Wad the fk! LA! I was stunned man when I saw my weight on the scale. It was not just the pizza, it was all the snacks that I cheonged, and all the sweet drinks and not to mention the heavy meals I had in the cookhouse. Eat eat eat then BOOM 2kg increase. 66KG NOW THE FKKKKKKKKKKKKKKKKKKKKKKKKKK!!!!!!!

OMG I CAN'T ALLOW MYSELF TO GO BACK TO FATTTY!!!


Believe me when I say this, I will go back to 64kg by book in. It will take sacrifice, but I have to do it.

Ok, so the first part of the blog is done. Now for the next thing I want to talk about.

I'm going to make this as subtle as possible.

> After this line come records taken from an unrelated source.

PR #3662, opened 2026-06-05
[PR #1295] Feature/resource group features

il10241024:
> 🔗 **Mirrored PR** [cyberfabric/cyberware-rust#1295](https://github.com/cyberfabric/cyberware-rust/pull/1295) | **Author:** ffedoroff | **Opened:** 2026-03-24T10:04:39Z | **Status:** closed (not merged)

---

## Summary by CodeRabbit

* **New Features**
  * Resource Group module with full CRUD operations for types, groups, and memberships.
  * Hierarchy management with closure-table support for group relationships.
  * REST API endpoints under `/resource-group/v1` and `/types-registry/v1` with OData `$filter` support.
  * Dual authentication modes: JWT with full authorization and MTLS with endpoint allowlisting.

* **Documentation**
  * Comprehensive architecture, design, and PRD documentation.
  * Integration test plan and E2E test specifications.
  * Feature decomposition and implementation roadmap.

* **Dependencies**
  * Added `resource-group-sdk` and `resource-group` modules to workspace.
  * Updated multiple dependency versions for security and compatibility.

* **Chores**
  * Added linting rule DE1101 for test file separation in resource-group module.
  * Database migrations for resource-group tables.
  * Configuration updates for new module initialization.

---


il10241024:
**coderabbitai[bot]** commented on 2026-03-24T10:04:50Z:

---




> [!IMPORTANT]
> ## Review skipped
> 
> Draft detected.
> 
> 
> <details>
> 
> 
> **Review profile**: CHILL
> 
> **Plan**: Pro
> 
> **Run ID**: `1c0eaaf8-9597-4673-971a-a1a18108a515`
> 
> </details>
> 
> 
> - [ ]  🔍 Trigger review





<details>
<summary>📝 Walkthrough</summary>

## Walkthrough

This pull request introduces a comprehensive Resource Group system module for managing hierarchical resource grouping, type definitions, and membership relationships. It includes complete SDK contracts, domain services with authorization integration, REST API endpoints, database persistence with SeaORM migrations, and integration test coverage, while updating workspace dependencies and authorization documentation to reflect group-scoping semantics.

## Changes

| Cohort / File(s) | Summary |
|---|---|
| **Documentation & PRD Updates** <br> `docs/arch/authorization/*`, `modules/system/resource-group/docs/*`, `modules/system/authz-resolver/README.md` | Updated authorization design documents to reflect resource-group projection constraints (membership not projected to domain services; only hierarchy projected); added comprehensive decomposition, design, and feature specifications for resource-group module covering SDK foundation, type management, entity hierarchy, membership, integration auth modes, and E2E testing; marked feature/acceptance criteria as complete in PRD. |
| **Workspace & Dependency Management** <br> `Cargo.toml`, `apps/hyperspot-server/Cargo.toml`, `config/*.yaml`, `deny.toml` | Added `resource-group-sdk` and `resource-group` modules to workspace; bumped versions for `serde-saphyr`, `chrono-tz`, `nvml-wrapper`, `criterion`, `calamine`, `enable-ansi-support`; configured `jsonschema` features; added RG module database config to e2e/quickstart YAML; updated RustSec advisory suppressions. |
| **Core Libraries Enhancement** <br> `libs/modkit-*`, `modules/system/authz-resolver/authz-resolver-sdk/src/*` | Added group predicate variants (`InGroup`, `InGroupSubtree`) to authorization SDK constraints; extended scope-filter and security access APIs with resource-group table constants and filter constructors; added transaction-config support to DB provider; added deadlock/serialization-failure detection utilities; enhanced OData filtering with `in` list operator and pagination metadata (`has_next_page`, `has_previous_page`). |
| **Error Handling Standardization** <br> `*/src/domain/error.rs`, `*/src/.../error.rs` | Replaced `.to_string()` with `format!("{...}")` calls across multiple error-conversion implementations for consistency in error message formatting. |
| **Resource-Group SDK** <br> `modules/system/resource-group/resource-group-sdk/src/*` | Defined public SDK contract: `ResourceGroupClient` and `ResourceGroupReadHierarchy` traits; `ResourceGroupError` enum with specific variants; type-safe models (`ResourceGroupType`, `ResourceGroup`, `ResourceGroupMembership`, `GtsTypePath`); OData filter field enums for types, groups, hierarchy, and memberships. |
| **Resource-Group Implementation: Domain Layer** <br> `modules/system/resource-group/resource-group/src/domain/*` | Implemented domain services (`TypeService`, `GroupService`, `MembershipService`, `RgService`, `RgReadService`) with CRUD operations, closure-table hierarchy management, SERIALIZABLE transaction retry logic, authorization integration via `PolicyEnforcer`, and seeding utilities; defined repository traits and error taxonomy. |
| **Resource-Group Implementation: REST API & Routing** <br> `modules/system/resource-group/resource-group/src/api/rest/*` | Implemented REST handlers for types, groups, and memberships (list/create/get/update/patch/delete); added dual-auth-mode routing (JWT vs MTLS) with endpoint allowlisting and client CN validation; wired DTOs with conversions from/to domain models; registered OpenAPI-documented routes. |
| **Resource-Group Implementation: Persistence Layer** <br> `modules/system/resource-group/resource-group/src/infra/storage/*` | Implemented `GroupRepository`, `TypeRepository`, `MembershipRepository` using SeaORM; added six-table schema via migration (types, allowed-parents/memberships junctions, resource-groups, closure table, memberships); implemented OData-to-SQL mapping and hierarchy depth/type filtering. |
| **Resource-Group Module Integration** <br> `modules/system/resource-group/resource-group/src/module.rs`, `modules/system/resource-group/resource-group/src/lib.rs`, `modules/system/resource-group/resource-group/Cargo.toml`, `apps/hyperspot-server/src/registered_modules.rs` | Registered resource-group module with `hyperspot-server` via `inventory` crate; implemented `Module::init` to wire services, resolve AuthZ client, register `ResourceGroupClient` and `ResourceGroupReadHierarchy` into `ClientHub`; exposed database migrations and REST API capabilities. |
| **Testing Infrastructure** <br> `modules/system/resource-group/resource-group/tests/*`, `modules/system/resource-group/resource-group/src/api/rest/dto_tests.rs`, `modules/system/resource-group/resource-group/src/infra/storage/odata_mapper_tests.rs` | Added comprehensive REST API integration tests (2300+ lines) covering CRUD, partial updates, metadata handling, error responses, input validation; added authorization integration tests; provided common test helpers for DB setup, context creation, assertions, and service construction. |
| **Linting & Code Quality** <br> `dylint_lints/*`, `modules/system/authn-resolver/`, `modules/system/nodes-registry/`, `modules/system/oagw/`, `modules/mini-chat/`, `modules/credstore/` | Added DE1101 lint rule enforcing separate test files for resource-group module; enabled DE1302 linting; updated lint_utils formatting; updated various module error conversions for consistency. |
| **Configuration & Artifact Management** <br> `.cypilot/config/artifacts.toml`, `.claude/commands/update-docs.md` | Added ignore rule for `modules/system/oagw/*` (traceability markers not restored); added documentation procedure for synchronizing docs with code post-implementation. |

## Estimated code review effort

🎯 4 (Complex) | ⏱️ ~90 minutes

## Possibly related issues

- Resource Group feature implementation and integration across multiple design/authorization layers and module subsystems.

## Possibly related PRs

- cyberfabric/cyberfabric-core#282: Both modify authorization design documentation around resource-group projection semantics and PDP/PEP scoping.
- cyberfabric/cyberfabric-core#382: Main PR depends on modkit-db refactor (DBProvider, transaction_with_config, secure DB APIs) introduced in this related PR.
- cyberfabric/cyberfabric-core#898: Both modify `libs/modkit-security/src/access_scope.rs` to extend scope filtering with resource-group predicates.

## Suggested labels

`feature`, `chore`

## Poem

> 🐰 A rabbit hops through the resource-group dell,\
> Hierarchies bloom, closures compile so well!\
> Types stack and memberships gracefully bind,\
> AuthZ integration with scopes perfectly aligned—\
> The module is born, with tests standing tall,\
> A feature complete, a triumph for all! 🌿

</details>






<details>
<summary>✨ Finishing Touches</summary>

<details>
<summary>🧪 Generate unit tests (beta)</summary>

- [ ]    Create PR with unit tests

</details>

</details>

il10241024:
**aviator5** commented on 2026-04-01T13:39:34Z:

---

&#2369;coderabbitai review

il10241024:
**coderabbitai[bot]** commented on 2026-04-01T13:39:44Z:

---


<details>
<summary>✅ Actions performed</summary>

Review triggered.

> Note: CodeRabbit is an incremental review system and does not re-review already reviewed commits. This command is applicable only when automatic reviews are paused.

</details>

il10241024:
**coderabbitai[bot]** submitted review **COMMENTED** on 2026-04-01T13:58:57Z:

---

**Actionable comments posted: 3**

> [!NOTE]
> Due to the large number of review comments, Critical severity comments were prioritized as inline comments.

> [!CAUTION]
> Some comments are outside the diff and can’t be posted inline due to platform limitations.
> 
> 
> 
> <details>
> <summary>⚠️ Outside diff range comments (1)</summary><blockquote>
> 
> <details>
> <summary>docs/arch/authorization/DESIGN.md (1)</summary><blockquote>
> 
> `1335-1346`: _⚠️ Potential issue_ | _🟡 Minor_
> 
> **Point `resource_group_membership.group_id` at `resource_group`, not the closure table.**
> 
> This section and the SQL example below treat `group_id` as a resource-group ID, but the column description currently says it is an FK to `resource_group_closure`. That changes the data model and will mislead schema/query implementations.
> 
> <details>
> <summary>🤖 Prompt for AI Agents</summary>
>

If there is really a GOD out there, this was the time it revealed itself to me. And what I saw was not it's holy flawless face, but it's dirty, brutal rear. Simply put, I discovered something this week, due to one of my section mates, that is to me, revelating.When I found out this new information about this person, I flinched. Thousands of questions and "what ifs" poured into my brain in an instant. The more I found out about this person, the most I seemed to hit me. Hit me with a emotion called sadness. Endless questions that I will never have solutions to. But I don't believe all they say. I trust myself to know better. Still, its pretty damn sad. It was a situation that goes way back, and something I've believe to have gotten rid of. But no. I still....

QOTD: I am LITERALLY trying to imitate SGT CHIA.

***Oh ya, seems like I have become the "Boots polishing master" in my company?! Is that too far fetched?! But I can't be complacent. Although my boots are damn shiny now, I noe a huge list of ppl who want to overtake me, starting from my section ppl, haha. I must hit the SHINY MIRROR THAT SHOWS YOUR TEETH~

Sunday, May 2, 2010

OMG

OMG JAY CHOU NEW SONG AND MV IS EPIC WIN



I JUST WATCHED THE MV. OMG DE GIRL SO CUTE AND DE STORY SO TOUCHING SIA I ALMOST CRY AT DE END...WA LAO WIN LIAO. AND DE SONG! BEST JAY CHOU SONG IN YEARS LA! BUT DE MV DOES IT FOR ME. I NEARLY CHOKED WHEN DE FAT GUY TOOK OFF HIS EYE PIECE...DAMN SAD SIA HE. IF THIS IS AN INDICATION OF THE NEW ALBUM, THEN WE ARE IN FOR A TREAT!